■ Problem details: This exercise asks for the entries below to be printed exactly.

(Saved data entries)
# # # # # # #

PR #613, opened 2019-12-18
fix/ST-357-card-frames-fix

pgs-gmartowski:


src/ST.ts
```diff
@@ -4,7 +4,7 @@ import 'location-origin';
 import { debounce } from 'lodash';
 import 'url-polyfill';
 import 'whatwg-fetch';
-import CardFrames from './core/classes/CardFrames.class';
+import { CardFrames } from './core/classes/CardFrames.class';
```
pgs-gmartowski: @wirus15 according to our yesterdays discussion, we'll slowly get rid of default import / exports

src/core/classes/CardFrames.class.ts
```diff
@@ -77,7 +77,7 @@ class CardFrames extends RegisterFrames {
     this.onInit();
   }
 
-  protected onInit() {
+  protected onInit(): void {
```
pgs-gmartowski: same here; if the method returns nothing, in fact it returns void

src/core/classes/CardFrames.class.ts
```diff
@@ -116,18 +116,25 @@ class CardFrames extends RegisterFrames {
...
+      fields.length >= CardFrames.COMPLETE_FORM_NUMBER_OF_FIELDS &&
+      targets.length >= CardFrames.COMPLETE_FORM_NUMBER_OF_FIELDS &&
+      fields.length === targets.length
+    ) {
       targets.map((item, index) => {
-        document.getElementById(item).appendChild(fields[index]);
+        const element: HTMLElement = document.getElementById(item);
+        if (element) {
+          element.appendChild(fields[index]);
+        }
```
pgs-gmartowski: here we have some kind of protection when merchant doesn't specify fields correctly

wirus15: maybe we should raise an error with clear message when someone wants to bind the field to the target that doesn't exist? right now it could be hard to debug why given field is not showing

src/core/classes/CardFrames.class.ts
```diff
@@ -140,7 +147,7 @@ class CardFrames extends RegisterFrames {
     } else if (this._noFieldConfiguration) {
       return [];
     } else {
-      return false;
+      return [this.componentIds.cardNumber, this.componentIds.expirationDate, this.componentIds.securityCode];
```
wirus15: this would look better if split to separate lines

src/core/classes/CardFrames.class.ts
```diff
@@ -388,4 +397,4 @@ class CardFrames extends RegisterFrames {
   }
 }
 
-export default CardFrames;
+export { CardFrames };
```
wirus15: imo it's more convenient to put `export` next to the class name `export class CardFrames { ... }`

src/json/config.json
```diff
@@ -1,10 +1,10 @@
 {
   "analytics": true,
-  "animatedCard": true,
+  "animatedCard": false,
   "deferInit": false,
   "fieldsToSubmit": ["pan", "expirydate", "securitycode"],
   "buttonId": "merchant-submit-button",
-  "jwt": "eyJ0eXAiOiJKV1QiLCJhbGciOiJIUzI1NiJ9.eyJpc3MiOiJhbTAzMTAuYXV0b2FwaSIsImlhdCI6MTU3NjU5MTM0OS4xNzIyODI3LCJwYXlsb2FkIjp7Im1haW5hbW91bnQiOiIxMC4wMCIsImFjY291bnR0eXBlZGVzY3JpcHRpb24iOiJFQ09NIiwiY3VycmVuY3lpc28zYSI6IkdCUCIsInNpdGVyZWZlcmVuY2UiOiJ0ZXN0X2phbWVzMzg2NDEiLCJsb2NhbGUiOiJlbl9HQiJ9fQ.X-fYUQTU3JY2LE6eWA4nJ56s-GaLm_vR7-ULaL3y08M",
+  "jwt": "eyJ0eXAiOiJKV1QiLCJhbGciOiJIUzI1NiJ9.eyJpc3MiOiJhbTAzMTAuYXV0b2FwaSIsImlhdCI6MTU3NjY2MTUyNi4zMjU2MzE0LCJwYXlsb2FkIjp7Im1haW5hbW91bnQiOiIxMC4wMCIsImFjY291bnR0eXBlZGVzY3JpcHRpb24iOiJFQ09NIiwiY3VycmVuY3lpc28zYSI6IkdCUCIsInNpdGVyZWZlcmVuY2UiOiJ0ZXN0X2phbWVzMzg2NDEiLCJsb2NhbGUiOiJlbl9HQiJ9fQ.NHUBwU3sjvP1iFDNwnyXhZy-_74Uh0X3Xw86IfQRCjI",
```
wirus15: Generally this file shouldn't be inside the repo at all. It should be listed in `.gitignore` and we should have another file called `config.json.dist` with default configuration for most of the fields and fields like the `jwt` should be empty

src/core/classes/CardFrames.class.ts
pgs-gmartowski: yes, changed; I also forgot to check if the animated card is set as available or not - also fixed

src/core/classes/CardFrames.class.ts
```diff
@@ -116,18 +116,25 @@ class CardFrames extends RegisterFrames {
...
    */
-  protected registerElements(fields: HTMLElement[], targets: string[]) {
-    if (fields.length && targets.length) {
+  protected registerElements(fields: HTMLElement[], targets: string[]): void {
+    if (
+      fields.length >= CardFrames.COMPLETE_FORM_NUMBER_OF_FIELDS &&
+      targets.length >= CardFrames.COMPLETE_FORM_NUMBER_OF_FIELDS &&
+      fields.length === targets.length
+    ) {
       targets.map((item, index) => {
```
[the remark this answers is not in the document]
pgs-gmartowski: true, there is no need to return any array here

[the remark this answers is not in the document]
pgs-gmartowski: fixed

src/core/classes/CardFrames.class.ts
pgs-gmartowski: actually prettier automatically formats it to one liner :/ I've found workaround for this - https://github.com/prettier/prettier-vscode/issues/352.
Looks like a know problem :(

src/core/classes/CardFrames.class.ts
pgs-gmartowski: fixed

src/json/config.json
pgs-gmartowski: ok, but where should this file be placed ? If you didn't specify jwt in config, library'll throw an error and prevent for making test payments,

src/core/classes/CardFrames.class.ts
```diff
@@ -116,18 +116,25 @@ class CardFrames extends RegisterFrames {
    * @param fields
    * @param targets
    */
-  protected registerElements(fields: HTMLElement[], targets: string[]) {
-    if (fields.length && targets.length) {
+  protected registerElements(fields: HTMLElement[], targets: string[]): void {
```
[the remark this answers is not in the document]
pgs-gmartowski: good point, but I suppose it should be changed somewhere in ST core class - could we extract this to another task ?

pgs-gmartowski:
@wirus15 I've added comments and fixes.

src/core/classes/CardFrames.class.ts
wirus15: All walkarounds from this issue are terrible except for dropping prettier in favor of tslint 😁

src/json/config.json
wirus15: It should be in the same place as the current file. It's up to the developer who downloads the source code to make a copy of this file, name it `config.json` and fill the required properties like jwt.

src/core/classes/CardFrames.class.ts
```diff
@@ -105,35 +100,30 @@ class CardFrames extends RegisterFrames {
...
       targets.length >= CardFrames.COMPLETE_FORM_NUMBER_OF_FIELDS &&
       fields.length === targets.length
     ) {
-      targets.map((item, index) => {
+      targets.forEach((item, index) => {
         const element: HTMLElement = document.getElementById(item);
-        if (element) {
+        try {
           element.appendChild(fields[index]);
+        } catch (e) {
```
wirus15: This changed nothing actually. What I meant was to throw an error with a clear message what went wrong, something like `A target element for the input field with id ... could not be found. Please check your configuration`

src/core/classes/CardFrames.class.ts
```diff
@@ -147,16 +137,14 @@ class CardFrames extends RegisterFrames {
     } else if (this._noFieldConfiguration) {
       return [];
     } else {
-      return [this.componentIds.cardNumber, this.componentIds.expirationDate, this.componentIds.securityCode];
+      return [
+        this.componentIds.cardNumber, //
```
wirus15: still don't like it but it looks like it's the only sollution for now

src/core/classes/CardFrames.class.ts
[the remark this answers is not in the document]
pgs-gmartowski: Added to backlog

src/core/classes/CardFrames.class.ts
pgs-gmartowski: oh, now I see ..
I've added this as translation (we need it in couple more languages then).
I also added `@babel/plugin-proposal-optional-catch-binding` to omit `catch` parameter which is not specified in our case.

src/json/config.json
pgs-gmartowski: ok, fixed; I'm not sure if it should look like this; could you check it ?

# # # # # # #

■ Reply:
PR #613, opened 2019-12-18
fix/ST-357-card-frames-fix

pgs-gmartowski:


src/ST.ts
```diff
@@ -4,7 +4,7 @@ import 'location-origin';
 import { debounce } from 'lodash';
 import 'url-polyfill';
 import 'whatwg-fetch';
-import CardFrames from './core/classes/CardFrames.class';
+import { CardFrames } from './core/classes/CardFrames.class';
```
pgs-gmartowski: @wirus15 according to our yesterdays discussion, we'll slowly get rid of default import / exports

src/core/classes/CardFrames.class.ts
```diff
@@ -77,7 +77,7 @@ class CardFrames extends RegisterFrames {
     this.onInit();
   }
 
-  protected onInit() {
+  protected onInit(): void {
```
pgs-gmartowski: same here; if the method returns nothing, in fact it returns void

src/core/classes/CardFrames.class.ts
```diff
@@ -116,18 +116,25 @@ class CardFrames extends RegisterFrames {
...
+      fields.length >= CardFrames.COMPLETE_FORM_NUMBER_OF_FIELDS &&
+      targets.length >= CardFrames.COMPLETE_FORM_NUMBER_OF_FIELDS &&
+      fields.length === targets.length
+    ) {
       targets.map((item, index) => {
-        document.getElementById(item).appendChild(fields[index]);
+        const element: HTMLElement = document.getElementById(item);
+        if (element) {
+          element.appendChild(fields[index]);
+        }
```
pgs-gmartowski: here we have some kind of protection when merchant doesn't specify fields correctly

wirus15: maybe we should raise an error with clear message when someone wants to bind the field to the target that doesn't exist? right now it could be hard to debug why given field is not showing

src/core/classes/CardFrames.class.ts
```diff
@@ -140,7 +147,7 @@ class CardFrames extends RegisterFrames {
     } else if (this._noFieldConfiguration) {
       return [];
     } else {
-      return false;
+      return [this.componentIds.cardNumber, this.componentIds.expirationDate, this.componentIds.securityCode];
```
wirus15: this would look better if split to separate lines

src/core/classes/CardFrames.class.ts
```diff
@@ -388,4 +397,4 @@ class CardFrames extends RegisterFrames {
   }
 }
 
-export default CardFrames;
+export { CardFrames };
```
wirus15: imo it's more convenient to put `export` next to the class name `export class CardFrames { ... }`

src/json/config.json
```diff
@@ -1,10 +1,10 @@
 {
   "analytics": true,
-  "animatedCard": true,
+  "animatedCard": false,
   "deferInit": false,
   "fieldsToSubmit": ["pan", "expirydate", "securitycode"],
   "buttonId": "merchant-submit-button",
-  "jwt": "eyJ0eXAiOiJKV1QiLCJhbGciOiJIUzI1NiJ9.eyJpc3MiOiJhbTAzMTAuYXV0b2FwaSIsImlhdCI6MTU3NjU5MTM0OS4xNzIyODI3LCJwYXlsb2FkIjp7Im1haW5hbW91bnQiOiIxMC4wMCIsImFjY291bnR0eXBlZGVzY3JpcHRpb24iOiJFQ09NIiwiY3VycmVuY3lpc28zYSI6IkdCUCIsInNpdGVyZWZlcmVuY2UiOiJ0ZXN0X2phbWVzMzg2NDEiLCJsb2NhbGUiOiJlbl9HQiJ9fQ.X-fYUQTU3JY2LE6eWA4nJ56s-GaLm_vR7-ULaL3y08M",
+  "jwt": "eyJ0eXAiOiJKV1QiLCJhbGciOiJIUzI1NiJ9.eyJpc3MiOiJhbTAzMTAuYXV0b2FwaSIsImlhdCI6MTU3NjY2MTUyNi4zMjU2MzE0LCJwYXlsb2FkIjp7Im1haW5hbW91bnQiOiIxMC4wMCIsImFjY291bnR0eXBlZGVzY3JpcHRpb24iOiJFQ09NIiwiY3VycmVuY3lpc28zYSI6IkdCUCIsInNpdGVyZWZlcmVuY2UiOiJ0ZXN0X2phbWVzMzg2NDEiLCJsb2NhbGUiOiJlbl9HQiJ9fQ.NHUBwU3sjvP1iFDNwnyXhZy-_74Uh0X3Xw86IfQRCjI",
```
wirus15: Generally this file shouldn't be inside the repo at all. It should be listed in `.gitignore` and we should have another file called `config.json.dist` with default configuration for most of the fields and fields like the `jwt` should be empty

src/core/classes/CardFrames.class.ts
pgs-gmartowski: yes, changed; I also forgot to check if the animated card is set as available or not - also fixed

src/core/classes/CardFrames.class.ts
```diff
@@ -116,18 +116,25 @@ class CardFrames extends RegisterFrames {
...
    */
-  protected registerElements(fields: HTMLElement[], targets: string[]) {
-    if (fields.length && targets.length) {
+  protected registerElements(fields: HTMLElement[], targets: string[]): void {
+    if (
+      fields.length >= CardFrames.COMPLETE_FORM_NUMBER_OF_FIELDS &&
+      targets.length >= CardFrames.COMPLETE_FORM_NUMBER_OF_FIELDS &&
+      fields.length === targets.length
+    ) {
       targets.map((item, index) => {
```
[the remark this answers is not in the document]
pgs-gmartowski: true, there is no need to return any array here

[the remark this answers is not in the document]
pgs-gmartowski: fixed

src/core/classes/CardFrames.class.ts
pgs-gmartowski: actually prettier automatically formats it to one liner :/ I've found workaround for this - https://github.com/prettier/prettier-vscode/issues/352.
Looks like a know problem :(

src/core/classes/CardFrames.class.ts
pgs-gmartowski: fixed

src/json/config.json
pgs-gmartowski: ok, but where should this file be placed ? If you didn't specify jwt in config, library'll throw an error and prevent for making test payments,

src/core/classes/CardFrames.class.ts
```diff
@@ -116,18 +116,25 @@ class CardFrames extends RegisterFrames {
    * @param fields
    * @param targets
    */
-  protected registerElements(fields: HTMLElement[], targets: string[]) {
-    if (fields.length && targets.length) {
+  protected registerElements(fields: HTMLElement[], targets: string[]): void {
```
[the remark this answers is not in the document]
pgs-gmartowski: good point, but I suppose it should be changed somewhere in ST core class - could we extract this to another task ?

pgs-gmartowski:
@wirus15 I've added comments and fixes.

src/core/classes/CardFrames.class.ts
wirus15: All walkarounds from this issue are terrible except for dropping prettier in favor of tslint 😁

src/json/config.json
wirus15: It should be in the same place as the current file. It's up to the developer who downloads the source code to make a copy of this file, name it `config.json` and fill the required properties like jwt.

src/core/classes/CardFrames.class.ts
```diff
@@ -105,35 +100,30 @@ class CardFrames extends RegisterFrames {
...
       targets.length >= CardFrames.COMPLETE_FORM_NUMBER_OF_FIELDS &&
       fields.length === targets.length
     ) {
-      targets.map((item, index) => {
+      targets.forEach((item, index) => {
         const element: HTMLElement = document.getElementById(item);
-        if (element) {
+        try {
           element.appendChild(fields[index]);
+        } catch (e) {
```
wirus15: This changed nothing actually. What I meant was to throw an error with a clear message what went wrong, something like `A target element for the input field with id ... could not be found. Please check your configuration`

src/core/classes/CardFrames.class.ts
```diff
@@ -147,16 +137,14 @@ class CardFrames extends RegisterFrames {
     } else if (this._noFieldConfiguration) {
       return [];
     } else {
-      return [this.componentIds.cardNumber, this.componentIds.expirationDate, this.componentIds.securityCode];
+      return [
+        this.componentIds.cardNumber, //
```
wirus15: still don't like it but it looks like it's the only sollution for now

src/core/classes/CardFrames.class.ts
[the remark this answers is not in the document]
pgs-gmartowski: Added to backlog

src/core/classes/CardFrames.class.ts
pgs-gmartowski: oh, now I see ..
I've added this as translation (we need it in couple more languages then).
I also added `@babel/plugin-proposal-optional-catch-binding` to omit `catch` parameter which is not specified in our case.

src/json/config.json
pgs-gmartowski: ok, fixed; I'm not sure if it should look like this; could you check it ?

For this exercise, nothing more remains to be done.